Honest, hardworking people are wondering why Mizzi is still a Cabinet member and an MP, and what on earth the Prime Minister was thinking by supporting his energy minister when untold harm that is being done to Malta’s reputation.

Walk out on the street this morning and ask the first 10 people you meet what is the first thing that comes to mind in the current political situation. You can bet your life it won’t be the PN’s Skema Ċedoli, or Beppe Fenech Adami’s pool, or the works carried out at a property owned by Mario de Marco for which he paid in full, as Labour would have us believe.

At the root of Panamagate is not just tax and money, it’s about inequality too

No, the first nine will probably say Panama and Konrad Mizzi, and the 10th will probably ask: “What on earth was the PM thinking in keeping Mizzi in his Cabinet?”

It’s really and truly the case of a free fall without a parachute, as the death metaphors are flowing in a dark torrent of despair from well-meaning citizens. Never, not even once, did Mizzi express regret for what he did, let alone think of stepping down. His insistence that he did nothing wrong and that he was planning to include the Panama company and the New Zealand trust in his declaration of assets teeters into ludicrousness.

His position became untenable the moment journalist Daphne Caruana Galizia exposed his secret financial set-up, and that was two long months ago. Since then, he has limped on, reassured by his Prime Minister’s unconditional support.

To add insult to injury, Muscat went on to appoint him as Labour’s deputy leader and has now removed him from the post. In so doing, he rendered the deputy leadership election an organised farce.

But what happened in Parliament last Wednesday was as shocking as it was insulting. Mizzi would have us believe that by declaring the Panama shell company and the New Zealand trust in his declaration of assets he was being transparent in his financial affairs. Words fail me. Were it not for Ms Caruana Galizia who blew his cover, and the independent press which followed the story daily, for two months, we would have never known of Mizzi’s secret financial structure.

Two months ago, Muscat told us that Mr Mizzi was planning to list his secret company and New Zealand trust in his declaration of assets. It must be ghastly to say something when you know that every person listening has decided that you are trying, unsuccessfully, to take them for a ride.

Secret financial structures are meant to be just that – they are not meant to be listed in parliamentary declarations of assets. People who set up shell companies in Panama do so because they know that their financial structures are kept under lock and key and no auditor or tax commissioner is able to investigate what lies within that financial structure.

The absolute majority of government MPs are desperate to see the back of Mizzi, a couple of them even venting their frustrations in public, but in the end they did not have the stomach for a kill.

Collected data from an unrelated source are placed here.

Issue #2498, opened 2026-07-19
gsc: imported generic inference drops nullable-reference lambda result types


DavidObando:
## Summary

Imported generic-method inference strips a nullable-reference wrapper when a method type parameter is inferred from a lambda's return type. Consequently, `Enumerable.Select<TSource,TResult>` infers `TResult = R` instead of `R?`, and downstream generic returns (`IEnumerable<TResult>`, `ToArray`) become non-null-element collections.

The lambda's own conditional expression correctly has nullable type; the annotation is lost only while unifying it into the imported method's MVar. This is a residual follow-up to #1428, not a recurrence of its order-dependent conditional common-type bug.

## Oahu evidence

Full migration with `gsc 0.3.153+fa0903cb9e`:

- Canonical fingerprint: `sha256:52bb019259038bc62b9dbc210c3cb89f12b31023f328b2b9ea36af3847f9a706`
- C# source: `src/Oahu.Decrypt/Mpeg4/Chunks/InterleavedIterator[T].cs:43-54`
- Emitted G#: `corpus_Oahu.Decrypt/Mpeg4/Chunks/InterleavedIterator[T].gs:17:49`
- Diagnostic: `GS0155: Cannot convert type 'nil' to 'System.Collections.Generic.IEnumerator`1[T]'.`

Original C# explicitly declares nullable elements:

```csharp
IEnumerator<T>?[] enumerators = Enumerables
    .Select(e => e.GetEnumerator())
    .Select(e => e.MoveNext() ? e : null)
    .ToArray();

// ...
enumerators[currentIndex] = null;
```

cs2gs emits:

```gsharp
let enumerators = Enumerables
    .Select((e IEnumerable[T]) -> e.GetEnumerator())
    .Select((e IEnumerator[T]) -> if e.MoveNext() { e } else { default(IEnumerator[T]?) })
    .ToArray()

// ...
enumerators[currentIndex] = nil
```

The lambda result is visibly `IEnumerator[T]?`, but `ToArray()` is bound as `[]IEnumerator[T]`.

## Stable minimal repro

Valid nullable-enabled C#:

```csharp
using System.Collections.Generic;
using System.Linq;

public static class Repro
{
    public static IEnumerator<T>?[] Build<T>(IEnumerator<T>[] source)
    {
        IEnumerator<T>?[] values = source
            .Select(item => item.MoveNext() ? item : null)
            .ToArray();
        values[0] = null;
        return values;
    }
}
```

[...]

PR #2524, opened 2026-07-19
Fix nullable imported generic base conversions

### LINKED ISSUE #2523: gsc: nullable inferred arguments break IIncludableQueryable base-interface conversion
## Summary

An imported generic method can correctly infer a nullable-reference type argument from an expression-tree lambda, but the resulting imported constructed interface then fails to convert to its declared base interface. This breaks chained Entity Framework Core `Include` calls whenever the first navigation property is nullable.

`Include<TEntity,TProperty>` returns `IIncludableQueryable<TEntity,TProperty>`, and `IIncludableQueryable<out TEntity,out TProperty>` inherits `IQueryable<TEntity>`. C# therefore permits another `Include` call on the result. gsc binds the first call as `IIncludableQueryable<TEntity,TProperty?>`, but cannot use that value as `IQueryable<TEntity>` for the second call, producing GS0159. A single call returned as `IQueryable<TEntity>` exposes the underlying GS0155 conversion failure directly.

This is independent of #2521 and #2516. It is a downstream follow-up to #2498/#2499: nullable lambda inference is now preserved, but the imported generic return's base-interface relationship/conversion is not usable with that recovered nullable argument.

## Oahu evidence

Fresh migration from `origin/main` commit `65295c63` (#2520), gsc `0.3.165+65295c6339`:

```text
sha256:7a093a75108b931934ade9fee7d5610667fe17af436c605f06b18bdf27bec265
corpus_Oahu.Core/BookLibrary.gs:84:91
GS0159: Cannot find function Include.
```

Original C# (`src/Oahu.Core/BookLibrary.cs:123-136`):

```csharp
IEnumerable<Book> books = dbContext.Books
    .Include(b => b.Conversion)
    .Include(b => b.Components)
    .ThenInclude(c => c.Conversion)
    // ...
    .ToList();
```

Generated G#:

```gsharp
let books IEnumerable[Book] = dbContext.Books!!
    .Include((b Book) -> b.Conversion)
    .Include((b Book) -> b.Components)
    .ThenInclude((c Component) -> c.Conversion)
    // ...
    .ToList()
```

The diagnostic column is the **second** `Include`. The first call binds with a nullable navigation result, but its `IIncludableQueryable[Book, Conversion?]` result is not accepted as the `IQueryable[Book]` receiver required by the next imported extension call.

## Stable minimal repro

Two C# projects using `Microsoft.EntityFrameworkCore` 10.0.0.

### Data project

```csharp
using Microsoft.EntityFrameworkCore;

namespace Data;

public sealed class Child { }
public sealed class Other { }

public sealed class Entity
{
    public Child? Child { get; set; }
    public Other? Other { get; set; }
}

public sealed class Context : DbContext
{
    public DbSet<Entity> Entities { get; set; } = null!;
}
```

### Consumer project

```csharp
using System.Linq;
using Microsoft.EntityFrameworkCore;
using Data;

namespace Consumer;

public static class Query
{
    public static IQueryable<Entity> Build(Context context) =>
        context.Entities
            .Include(entity => entity.Child)
            .Include(entity => entity.Other);
}
```

Both C# projects build successfully. Default `cs2gs migrate --via-sdk` emits:

```gsharp
func Build(context Context) IQueryable[Entity] ->
    context.Entities
        .Include((entity Entity) -> entity.Child)
        .Include((entity Entity) -> entity.Other)
```

and fails at the second call:

```text
sha256:10a9b342da4569a24f689e79c0e399a7a8901dd903120a94391195e83763d626
Query.gs:9:117
GS0159: Cannot find function Include.
```

A nullable-oblivious Data project whose `Child` property is taint-promoted by a null check reproduces the identical fingerprint, matching Oahu's migration topology.

## Isolated conversion evidence

Keeping only the first call and assigning/returning it as `IQueryable<Entity>` reports the actual failed relationship:

```text
GS0155: Cannot convert type
'Microsoft.EntityFrameworkCore.Query.IIncludableQueryable`2[Data.Entity, Data.Child?]'
to 'System.Linq.IQueryable`1[Data.Entity]'.
```

Controls:

- Making the first navigation property non-null (`Child` instead of `Child?`) makes the G# compile stage pass.
- A direct C# upcast from `IIncludableQueryable<Entity,Child?>` to `IQueryable<Entity>` is valid.
- A direct translated G# upcast with same-compilation type arguments also passes; the failure appears on the constructed return recovered from imported generic method inference.
- The first `Include` itself binds; failure begins when consuming its inferred return through the declared base interface.

## Expected behavior

`IIncludableQueryable<TEntity,TProperty?>` must retain the CLR-declared `IQueryable<TEntity>` base-interface relationship. It must be a valid receiver for subsequent `Include` calls and a valid implicit return/assignment to `IQueryable<TEntity>`, regardless of nullability in the unrelated `TProperty` slot.

## Root-cause direction

#2499 preserved nullable-reference lambda results while inferring imported method type parameters and carried them into imported return constructions. The remaining gap appears where that constructed imported return participates in CLR/base-interface conversion:

- `MemberLookup` recovers `TProperty = Child?` and constructs the imported `IIncludableQueryable<Entity,Child?>` return;
- the construction's CLR identity and/or substituted base-interface list is not compatible with the independently bound `IQueryable<Entity>` target;
- `Conversion.Classify` eventually misses the standard #521 imported reference upcast and reports GS0155; extension candidate filtering then surfaces GS0159.

Investigate the handoff among recovered nullable MVars, `ImportedTypeSymbol` constructed returns, substituted imported base interfaces, cross-context type identity, and `ClrTypeUtilities.IsAssignableByName`. Do not strip `?` to make the call bind: #2498 requires the inferred nullable result to remain observable. The base relationship simply must not depend on the unrelated nullable type argument.

## Contributor-ready coverage requirements

- `IIncludableQueryable<TEntity,TProperty?> -> IQueryable<TEntity>` assignment, return, argument, and extension-receiver conversions.
- Consecutive `Include` calls and `Include(...).ThenInclude(...).Include(...)` chains.
- Explicit nullable annotations and nullable-oblivious sibling-source taint promotion.
- Source/source, source/metadata, metadata/source, and metadata/metadata entity/navigation types.
- Nullable type arguments in unrelated covariant, contravariant, and invariant slots of imported derived interfaces.
- Imported generic methods returning interfaces whose base interface substitutes only a subset of method type parameters.
- Same-compilation and referenced-project type arguments; multiple metadata load/reflection contexts.
- Preserve the nullable inferred argument in reflection/emitted signatures while retaining all declared base-interface conversions.
- Non-null controls, value-type `Nullable<T>` controls, nested generic nullable results, and multiple inference sources.
- Runtime query execution, reflection, C# consumer compilation, ILVerify, and deterministic extension overload selection.
- Preserve #1927, #2135, #2498/#2499, #2514/#2515, and #2520 coverage.
- Default `--via-sdk` two-project EF minimal plus the exact Oahu.Core chained query.

DavidObando:
Fixes #2523

## Summary
- classify imported constructed generic base/interface conversions from symbolic substitutions instead of erased CLR probe shapes
- recover generic method arguments from plain closed imported receivers and project reduced extension receivers through the declared hierarchy
- reify cross-context core type arguments and emit accepted imported reference upcasts as no-ops
- add binder, EF Include/ThenInclude chain, runtime, reflection, C# consumer, ILVerify, and default `--via-sdk` two-project regressions

## Validation
- Core targeted issue/control tests: 30 passed
- Compiler targeted runtime/emit/control tests: 13 passed
- Release SDK build: succeeded
- isolated-cache default `--via-sdk` issue #2523 + #2498 pipeline tests: 2 passed

### DIFF
--- a/src/Core/CodeAnalysis/Binding/Conversion.cs
+++ b/src/Core/CodeAnalysis/Binding/Conversion.cs
@@ -402,6 +402,29 @@ public sealed class Conversion
             return Conversion.Identity;
         }
 
+        // Issue #2523: a constructed imported reference type may carry
+        // symbolic arguments that its erased CLR shape cannot represent. For
+        // example, imported generic inference can surface
+        // IIncludableQueryable<TEntity, TProperty?> symbolically while its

The news staff at Newsbook listened to all 13 hours of the debate in Par­lia­ment on Monday last week, in the lead-up to the confidence vote in government, and counted the number of time MPs mentioned ‘Konrad Mizzi’ and ‘Panama’. The results put to shame all government MPs. Not one government MP mentioned Mizzi, and the only two who mentioned Panama were the Prime Minister and Mizzi himself. The subject of the debate was the Panama Papers and Mizzi’s secret company, but they ignored the subject matter completely, and it was screamingly obvious that they were religiously following a script written at Castille.

There are times when politicians are put on the spot, and they have to decide in an instant which side they are on. Instead of piling pressure on their boss to show him the door, government MPs chose to protect their vested interests, and in so doing, ridiculed Malta and did a huge disservice to its people.

But, at the root of Panamagate is not just tax and money, it’s about inequality too. By choosing Panama, Mizzi sought to exit our economic system, in which hardworking Maltese men and women work and pay their taxes, and sought refuge outside it. Mizzi does not want to play by the same rules that Maltese taxpayers have to follow.